PR #248, opened 2019-03-02
conda package for MPAS tools 

xylar:
This package is intended to include all the tools needed to run run COMPASS test cases and other typical mesh creation workflows.  This includes:
* the mesh conversion tools (#243)
* a python interface to the mesh conversion tools
* the planar hex creation tool (#246)
* a modified version of the mesh translation tool (python 3 compatible and callable as a function as well as a script
* 4 land-ice mesh tools (updated for python 3)
* 3 ocean coastal modification scripts (now available as functions and updated for python 3)
* add a copy of the MPAS-Model license (a license is required for conda-forge packages)
* a starting point for documentation

PR #249, opened 2019-03-02
Land ice mesh tools to python 3

xylar:
Make a few minor formatting changes to the land ice mesh tools so they work in python 3 as well as python 2.

I also include `mark_horns_for_culling.py` because I think this script might be used primarily by the land-ice model and because I'm pretty sure that @matthewhoffman is the author of all 5 scripts.

### DIFF
--- a/landice/mesh_tools_li/create_landice_grid_from_generic_MPAS_grid.py
+++ b/landice/mesh_tools_li/create_landice_grid_from_generic_MPAS_grid.py
@@ -3,6 +3,9 @@
 # I've only tested it with a periodic_hex grid, but it should work with any MPAS grid.
 # Currently variable attributes are not copied (and periodic_hex does not assign any, so this is ok).  If variable attributes are added to periodic_hex, this script should be modified to copy them (looping over dir(var), skipping over variable function names "assignValue", "getValue", "typecode").
 
+from __future__ import absolute_import, division, print_function, \
+    unicode_literals
+
 import sys, numpy
 from netCDF4 import Dataset
 from optparse import OptionParser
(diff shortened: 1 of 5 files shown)


xylar:
@matthewhoffman, here are changes needed to make the land ice mesh tools compatible with python 3.  This should give you a sense of some of the more basic changes that are typically required.  Mostly about print formatting.

A few of the formatting changes aren't  strictly necessary but there's a strong preference for the `.format()` as opposed to ` % ` or ` + ` and I was having to alter print statements all over in any case.  If you feel strongly about those changes, I can obviously revert them.

xylar:
I don't have a great way to test these.  I made sure they pass the `--help` test and that's about it.

xylar:
The intention is to revise these scripts before including them in the `mpas_mesh_tools` conda package (#248)

matthewhoffman:
@xylar , thanks for putting this together - it looks like a lot of tedious work.  I'll take a look and try the new versions out.

xylar:
@matthewhoffman, eh, not as much work as I was anticipating.  I'm starting to learn that a lot of the difficulties between python 2 and 3 come when you use fancier features like dictionaries and parse config files and stuff like that that you really only do when putting packages together, not scripts.  With scripts, it's almost entirely the print statements.

xylar:
Let me know if I should split `mark_horns_for_culling.py` into a separate PR.

xylar:
@matthewhoffman, could you suggest a process I could use to test these myself?  I would like to include them in #248, which I think @mark-petersen and I will work on getting merged this week.

mark-petersen:
My two cents: Let's take the leap on these and clean up any loose ends afterwards. @xylar has taken all reasonable precautions to change over to python 3.

matthewhoffman:
@xylar , that sounds entirely reasonable to me.  I apologize for my failing to give this the attention it deserves.

xylar:
Thanks @matthewhoffman.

WHAT TO WORK ON:
Whenever a line of the data includes "creation", copy that line.

SOLUTION TO THIS TASK:
This package is intended to include all the tools needed to run run COMPASS test cases and other typical mesh creation workflows.  This includes:
* the planar hex creation tool (#246)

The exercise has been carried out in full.